A collaboration between the Sanger Centre and the EBI adds critical annotation to sequence data from the Human Genome Project

Today researchers at the Sanger Centre, a world-leading DNA sequencing centre, and the European Bioinformatics Institute (EBI) announced that their joint bioinformatics project called Ensembl has now confirmed the location of the sequence of more than 35,000 genes on the human genome and has identified a further 150,000 potential gene fragments.

Ensembl is an automatic tool that adds critical information to sequence information as it is submitted to genome databases, enhancing the usefulness of this data to academia and industry. One effect will be to speed up the process of identifying new targets for drug development. The new tool can be found at http://www.ensembl.org/.

The public Human Genome project has already released 3/4 of the human genome sequence. Ensembl aims to provide a comprehensive analysis of this data. Ensembl data and program source code will be available for the free and unrestricted use of biomedical researchers worldwide. Teams from Sanger and the EBI thereby hope to encourage worldwide collaborations in "adding value" to genome databases.

Annotating this data is necessary to interpret DNA sequences and identify genes. In simple organisms such as bacteria, most of the DNA consists of genes, but the roughly 100,000 human genes make up only about two per cent of the DNA molecule. The function of the other 98 per cent is unknown; in some cases it appears to be "noise". Ensembl contains automated routines which scan sequences for typical patterns found in genes and marks their positions in the molecule. Since new sequences arrive in bits and pieces, another of Ensembl's jobs is to plot each sequence onto the "map" of human chromosomes.

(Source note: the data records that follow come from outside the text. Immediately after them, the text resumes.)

PR #2804, opened 2016-12-25
Disconnect from the update_last_login signal so we skip the autoupdate after login

ostcar:
At the moment, when a user logs in, his field "last_login" is updated. Therefore save() is called and therefore inform_changed_data. But at the moment last_login is not part of the user serializer and therefore no change is send to the client.

But to update the last_login field is a problem, when a lot of users login at the same time.

### DIFF
--- a/openslides/users/apps.py
+++ b/openslides/users/apps.py
@@ -13,6 +13,8 @@ class UsersAppConfig(AppConfig):
         from . import projector  # noqa
 
         # Import all required stuff.
+        from django.contrib.auth.signals import user_logged_in
+        from django.contrib.auth.models import update_last_login
         from ..core.config import config
         from ..core.signals import post_permission_creation
         from ..utils.rest_api import router
@@ -31,3 +33,6 @@ class UsersAppConfig(AppConfig):
         # Register viewsets.
         router.register(self.get_model('User').get_collection_string(), UserViewSet)
         router.register('users/group', GroupViewSet)
+
+        # Disconnect the update_last_login signal. We don't use it
+        user_logged_in.disconnect(update_last_login)


normanjaeckel:
Ok.

@emanuelschuetze Be sure that you do not want to deploy the information when a user logs in to the clients. If you want to trigger this (may be in an extended user table that the admin can see when someone logs in) we have to look for another solution.

emanuelschuetze:
@normanjaeckel Good point. What I want to implement later are the following two features:
a) Which users are _currently_ logged in (to observe the load of concurrent users).
b) The number of users/accounts who has logged in (just for statistic that you can calculate the percentage of participants who uses OpenSlides)

I don't need the information WHEN a user has logged in last time. Is (a) and (b) possible after merging this pull request?

ostcar:
> a) Which users are currently logged in (to observe the load of concurrent users).
Currently this can be done with this function: https://github.com/OpenSlides/OpenSlides/blob/master/openslides/utils/autoupdate.py#L18

But this function will be removed with #2794. After the merge of this pull request, it is still possible. For example you can use ```utils.cache.websocket_user_cache.get_all().keys()``` to get a list of all user ids, that have opened a websocket connection. (There can be false-positive in that list, when a websocket connection has be closed without notice.)

> b) The number of users/accounts who has logged in (just for statistic that you can calculate the percentage of participants who uses OpenSlides)
This will not work any more. If we want to have this feature, I think the best way would be, if we copied the signal, that I disabled in this pull request, to our sourcecode, so we can call ```user.save(informed_changed_data=False)```. At least for the case, that the user had been logged in before.

normanjaeckel:
I propose the following way: We do not disconnect the signal here but override the receiver and set user.save(informed_changed_data=False) without any difference. The advantage is that the last login timestamp is in the database and can be extracted via REST API if someone wants this to do. If @emanuelschuetze later wants to add the described features he can add some logic to send the data in some cases.

Other possibility: We disconnect the signal if DEBUG is True or better if a special env var oder settings var is set so @ostcar can use this var for his tests to disconnect the signal if he needs to do so.

ostcar:
I don't like the second possibility. I don't want to test a fake version.

I see two options. Either merge this right now (this will not break nothing) before you code your new feature, or keep this unneeded signal receiver until you build you feature. In the second case: please do it fast.

normanjaeckel:
We do it via #2831 as discussed.

PR #2818, opened 2017-01-06
Add new personal settings MOTION_IDENTIFIER_WITHOUT_BLANKS.

emanuelschuetze:
Allow to remove all whitespaces from motion identifier if settings
value is True. Default: False.
Example: "B 1 - Ä 1" -> "B1-Ä1"


emanuelschuetze:
Added changelog entry. Rebased.

PR #6845, opened 2024-12-10
Add action to create a new release for every patch

peb-adr:


peb-adr:
I decided to keep the release title simple and only use the tag string (which is default).

peb-adr:
https://github.com/peb-adr/OpenSlides/releases

For example releases generated by this action.

rrenkert (approved):
Looks good!

PR #6846, opened 2024-12-11
Improve actions for status badges

peb-adr:


peb-adr:
Re-opened, because I thought the required check was orphaned i some way.

Then I understood:
The old integration test is still set as required in the repo settings, which doesn't exist on this branch anymore. @rrenkert talk about intuitive ;)

I removed the requirement temporarily to merge this.
Setting the new check as required after this PR is merged

PR #6857, opened 2024-12-16
Use backend directory structure

hjanott:
Since the backend directory structure will change as per OpenSlides/openslides-backend#2604 we need some adaptions in the main repository. 
This means that the docker global volume will be split and paths to the data and meta directory change.

### DIFF
--- a/.github/workflows/test-integration.yml
+++ b/.github/workflows/test-integration.yml
@@ -14,7 +14,7 @@ jobs:
           submodules: recursive
 
       - name: Use example data instead of initial data
-        working-directory: "./openslides-backend/global/data/"
+        working-directory: "./openslides-backend/data/"
         run: cp example-data.json initial-data.json
 
       - name: Start setup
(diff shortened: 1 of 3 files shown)


peb-adr (changes requested):
I thought about the `organization.initial_import` action.
Looks like this get's the default initial data using functionality from

    openslides_backend/shared/util.py

So that file must be adjusted too.

A `grep -r initial-data` also reveals the following files:

    tests/system/action/mediafile/test_upload.py: get_initial_data_file("global/data/initial-data.json")
    Makefile: check-initial-data-json:
                python cli/check_json.py global/data/initial-data.json
    docs/actions/meeting.create.md: [Links used in documentation]

peb-adr (approved):
For some reason I thought this PR was in the backend. That's how my above comment came to be.
Now I see that all files I mentioned are being adjusted in OpenSlides/openslides-backend/pull/2769.
For the main repo I couldn't find or think of more files to be adjusted.

I approve.

PR #6871, opened 2025-02-12
Add go workspace

bastianjoel:
**This is a proposal** for how to integrate the `openslides-go` repo into our development setup. 

This requires changes to all go subrepo Dockerfiles which leads to the `development` being definitely not executable without additional mounts. So we might need to check if the `development` target is used somewhere else. 

Also we still need a solution for production builds. 

* [x] `make build-dev` not working

### DIFF
--- a/.gitignore
+++ b/.gitignore
@@ -6,6 +6,7 @@
 .DS_Store
 .idea
 *.code-workspace
+go.work.sum
 
 # docs
 docs/modelsvalidator/modelsvalidator
--- a/go.work
+++ b/go.work
@@ -1,0 +1,9 @@
+go 1.23.6
+
+use (
+	./lib/openslides-go
+	./openslides-autoupdate-service
+	./openslides-icc-service
+	./openslides-search-service
+	./openslides-vote-service
+)
--- a/go.work
+++ b/go.work
@@ -1,4 +1,4 @@
-go 1.23.6
+go 1.24.0
 
 use (
 	./lib/openslides-go
--- a/.gitmodules
+++ b/.gitmodules
@@ -40,3 +40,6 @@
 [submodule "openslides-search-service"]
 	path = openslides-search-service
 	url = https://github.com/OpenSlides/openslides-search-service.git
+[submodule "openslides-go"]
+	path = lib/openslides-go
+	url = https://github.com/OpenSlides/openslides-go.git
--- a/Makefile
+++ b/Makefile
@@ -1,6 +1,7 @@
 DC_PATH=dev/docker
 SCRIPT_PATH=dev/scripts
 DC=docker compose -f $(DC_PATH)/docker-compose.dev.yml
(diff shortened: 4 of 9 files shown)


ostcar:
I like this idea

.gitignore
```diff
@@ -6,6 +6,7 @@
 .DS_Store
 .idea
 *.code-workspace
+go.work.sum
```
ostcar, line 9: I think the .sum file should be checked in. There is a reason to ignore `go.work` in some cases (not our case) but if `go.work` is checked in, `go.work.sum` should also be checked in. Its the same as `go.mod` and `go.sum`

go.work
```diff
@@ -0,0 +1,9 @@
+go 1.23.6
```
ostcar, line 1: Could be updated to `1.24.0`. See https://github.com/OpenSlides/openslides-autoupdate-service/pull/1147

ostcar (approved):
Only suggestions.

I have not tested it. If its work, this seems like the correct solution.

.gitignore
bastianjoel: I think in this case it actually makes sense to not include it as this is just for the local setup. If I understand correctly the data is collected from the modules mod files anyway. Therefore IMHO this would be just an unnecessary source for merge conflicts.

go.work
```diff
@@ -0,0 +1,9 @@
...
+
+use (
+	./lib/openslides-go
+	./openslides-autoupdate-service
```
rrenkert, line 5: Can we change this `use` to reduce the dependencies between the go serviceres? I don't like the mount of all go-services into every container in the `docker-compose.dev.yml` above that is a result of this `use` block.

rrenkert (changes requested):

go.work
rrenkert: Does the versioning here mean that all repos in the `use` block have to use the same version and vice versa?

go.work
bastianjoel: IMHO for the `go.work` file this is okay. We could change the `go.work` files that are added to the containers to just contain the openslides-go module.

rrenkert: If we get rid of the unnecessary "dependencies", thats the way.

peb-adr:
> Also we still need a solution for production builds.

@bastianjoel Not sure what you meant here. Tested building prod images, they just work. Which is what I expected since the go module is just loaded as any other and then the binary gets compiled - just like before.

Discussed and tested this with @rrenkert. With latest changes we're both happy.
Merging this now to introduce openslides-go as submodule and then be able to create first staging update with it \o/ .

bastianjoel:
> Not sure what you meant here. 

I meant local prod which is used for the integration tests here and in the client. But not sure if this is a problem. I guess it is sufficient to react on this if it get relevant.

PR #6873, opened 2025-02-16
Improve documentation

nevyen:
Add info for using comands after changing port


peb-adr:
@nevyen thanks for that input!
That was definitely a detail missing in the documentation.

PR #6926, opened 2025-05-22
Dockerfile Rework

Janmtbehrens:
Reworked Dockerfile & Makefiles, so that there is one singular Dockerfile that supports development, testing and production images.
Also adding features like healthchecks and use of restricted app users, as well as fixing some bugs


rrenkert (changes requested):

m-schieder:
merged

PR #6960, opened 2025-07-28
Makefile Rework

Janmtbehrens:


bastianjoel (commented):
Local prod does not seem to work (`dev/localprod`). Postgres does not start.

bastianjoel (approved):

PR #6993, opened 2025-10-01
Make `Makefile` work for macOSX devices

xela1601:
There is a difference in behavior when using sed with the `-i` flag on GNU `sed` (available on linux) vs. BSD `sed` (available on macOS).

This caused the following error:

```bash
$ make run-dev
sed -i "1s/.*/go 1.25.0/" dev/docker/workspaces/*.work
sed: 1: "dev/docker/workspaces/a ...": extra characters at the end of d command
make: *** [build-dev] Error 1
```

For more information see [here](https://www.baeldung.com/linux/gnu-bsd-stream-editor).

This is resolved by detecting the os and building the full command dynamically based on that.


Makefile
```diff
@@ -19,7 +27,7 @@ run-dev-otel: | build-dev
 
 # Build the docker dev images for all services in parallel
 build-dev:
-	sed -i "1s/.*/$(GO_VERSION)/" $(DOCKER_PATH)/workspaces/*.work
+	sed $(SED_INPLACE) "1s/.*/$(GO_VERSION)/" $(DOCKER_PATH)/workspaces/*.work
```
m-schieder, line 30: Why not just use the `-e` flag as described [here](https://www.baeldung.com/linux/gnu-bsd-stream-editor#bd-2-the--i-option)?

That looks much simpler.

PR #7085, opened 2026-03-06
Replace services-to-main with checkout

Janmtbehrens:


dev/scripts/makefile/checkout.sh
```diff
@@ -150,6 +152,11 @@ checkout() {
         # If branch couldn't be found, user has the option to either checkout main branch instead or skip checkout for this service
         if [ -n "$BRANCH_NOT_FOUND" ]
         then
+            if [ "$AUTO_MAIN_FALLBACK" == 1 ]
+            then
+                info "Automatically skipping checkout for $SUBMODULE, because no branch found named $SOURCE/$BRANCH and automatic main fallback is active"
+                eixt 0
```
peb-adr: `exit`

dev/scripts/makefile/localprod-with-local-manage.sh
```diff
@@ -0,0 +1,23 @@
...
+
+# Moving openslides to localprod directory
+info  "Moving openslides executable"
+mv ./openslides ../dev/localprod/openslides
+cd ../dev/localprod || exit 1
+
+# Setup and generate localprod docker compose
+info  "Executing openslides setup"
+./openslides setup .
+./openslides config --config config.yml .
```
peb-adr: Again I'm not too happy to see these `cd`s, especially with the multilevel relative paths going back and forth.
IMO it's confusing and error prone.

`make` can be called with `-C` to provide a working directory without needing to change there.
`openslides setup` can also be called with another directory then `.` .

Maybe a solution to this could be to export some variable like `OPENSLIDES_REPO` from which paths can be build without need for `../[...]/../` constructs.

These concerns probably don't need to be addressed in this PR but I still have them.. @Janmtbehrens let's talk about it some time.

dev/scripts/make-update.sh
```diff
@@ -241,8 +225,7 @@ add_changes() {
 }
 
 choose_changes() {
-  ask y "Fetch all submodules $BRANCH_NAME changes now?" &&
-    OPT_PULL=1 fetch_all_changes
+  ask y "Fetch all submodules $BRANCH_NAME changes now?" && bash ./dev/scripts/makefile/checkout.sh "" "" "" "true" ""
```
peb-adr: I'd prefer this on two lines. More readable IMO.

peb-adr (changes requested):
Only one real issue.

dev/scripts/makefile/localprod-with-local-manage.sh
Janmtbehrens: I get the ugliness of `cd`s and I've removed them entirely with the new commit. The nested `../..` structures are still there however and I don't see a way to resolve this issue in another way. I exported the relevant paths into their own variables, so it should at least be more readable

peb-adr (approved):

PR #7106, opened 2026-04-24
Expanding Stash Options on Checkout

Janmtbehrens:
At the moment users are only able to stash changes or ignore a submodule entirely on checkout. This should be expanded, so that local changes can be reverted

### DIFF
--- a/dev/scripts/makefile/checkout.sh
+++ b/dev/scripts/makefile/checkout.sh
@@ -116,12 +116,14 @@ checkout() {
             info "The repository has changes"
             info "$GIT_CHANGES"
 
-            read -rp $'\n'"Stash them (Y) delete them (d) or skip this submodule (s): " </dev/tty
-            local STASH_OUTPUT=2
+            read -rp $'\n'"Stash them (Y) soft reset them (d) hard reset them (D) or skip this submodule (s): " </dev/tty
+            local STASH_OUTPUT=0
             case "$REPLY" in
             Y|y|Yes|yes|YES) STASH_OUTPUT=0;;
-            D|d) STASH_OUTPUT=1 ;;
-            *) STASH_OUTPUT=2 ;;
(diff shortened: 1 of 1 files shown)


peb-adr (approved):
Since I'm not the target audience for this features I'm not sure how relevant my judgement really is for this.

My gut feeling says automation on this level approaches the border of over engineering. One way of handling these situations would be to just error out whenever there are unstaged changes, leaving the dev to handle the situation as they prefer.
I personally only very rarely use `git stash` or `git reset --soft`.
And it would mean the tooling can make more simple assumptions about the state of the repo, which probably would improve robustness.

However this feature is not for me.
If the dev like to see this change, I'm all for it. The diff looks just fine.

Janmtbehrens:
> Since I'm not the target audience for this features I'm not sure how relevant my judgement really is for this.
> 
> My gut feeling says automation on this level approaches the border of over engineering. One way of handling these situations would be to just error out whenever there are unstaged changes, leaving the dev to handle the situation as they prefer. I personally only very rarely use `git stash` or `git reset --soft`. And it would mean the tooling can make more simple assumptions about the state of the repo, which probably would improve robustness.
> 
> However this feature is not for me. If the dev like to see this change, I'm all for it. The diff looks just fine.

Yes, I mainly wanted/needed your feedback on the technical implementation of this feature. I agree that it's somewhat unwieldy at this point. At the same time, both the devs who requested this feature and myself would like this option to exist and manually switching to each submodule to handle each case individually feels like a huge time sink (and nerve sink)
Maybe this could be solved with flags instead? Then again flags are harder to realize since the checkout.sh script is called via maketargets

peb-adr:
If there is demand for it right now, I'd say just merge it.

If in the future this seems to expand further "out of control" we might revisit on changing this behavior more fundamentally.

PR #7111, opened 2026-05-09
fix: use BSD-compatible sed -i syntax for macOS portability

xela1601:
Replace GNU-style `sed -i` with `sed -i ''` in all 5 occurrences so the Makefile works on both macOS (BSD sed) and Linux (GNU sed).

Related to https://github.com/OpenSlides/OpenSlides/pull/6993

### DIFF
--- a/Makefile
+++ b/Makefile
@@ -27,11 +27,11 @@ $(.FLAGS):
 .PHONY: dev
 
 devstop:
-	@sed -i "1s/.*/$(GO_VERSION)/" $(DOCKER_PATH)/workspaces/*.work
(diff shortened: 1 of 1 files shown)


peb-adr:
Hi @xela1601,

A number of new features are planned for the database in the near future, including integrating information about variant forms of genes called SNPs – many of which have been linked to genetic diseases. The SNP Consortium Ltd, a collaborative effort to create a freely available genome wide map of genetic markers, has recently announced the release of a total of 100,000 SNPs, 45% of which have been contributed by the Sanger Centre.

More information

1. The Sanger Centre, which receives the majority of its funding from the Wellcome Trust, is one of the world's leading genome sequencing centres. Both the Sanger Centre and the Wellcome Trust have been at the forefront of efforts to keep sequence data in the public domain. The Sanger Centre employs about 500 people in the purpose-built campus at Hinxton. The Centre is a leading partner in the Human Genome Project and also contributes to international projects to sequence the genomes of disease-causing organisms.

2. The Wellcome Trust is the world's largest medical research charity with an annual spend of some £600 million in the current financial year 1999/2000. The Wellcome Trust supports more than 3000 researchers at 300 locations in 30 different countries, laying the foundations for the healthcare advances of the 21st century and helping to maintain the UK's reputation as one of the world,s leading scientific nations. As well as funding major initiatives in the public understanding of science, the Wellcome Trust is the country,s leading supporter of research into the history of medicine.

3. The EBI is an Outstation of The European Molecular Biology Laboratory (EMBL); it maintains some of the world's largest databases of DNA and protein sequence data, develops tools to help biologists use it, and is the home of research groups who are looking for the biological significance of this data. The EBI is also one of the world's most important centres for bioinformatics training. EMBL is a basic research institute funded by 16 member states, including most of the EU, Switzerland and Israel. Research at EMBL is conducted by approximately 80 independent groups covering the spectrum of molecular biology. The Laboratory has five units: the main Laboratory in Heidelberg, Outstations in Hinxton (the European Bioinformatics Institute), Grenoble (on the campus of the ILL and ESRF), Hamburg (on the DESY site), and an external research programme in Monterotondo, Italy (sharing a campus with EMMA and the CNRS). The Laboratory provides essential services to the European scientific community, welcomes a large number of scientific visitors each year, and has an active international PhD programme.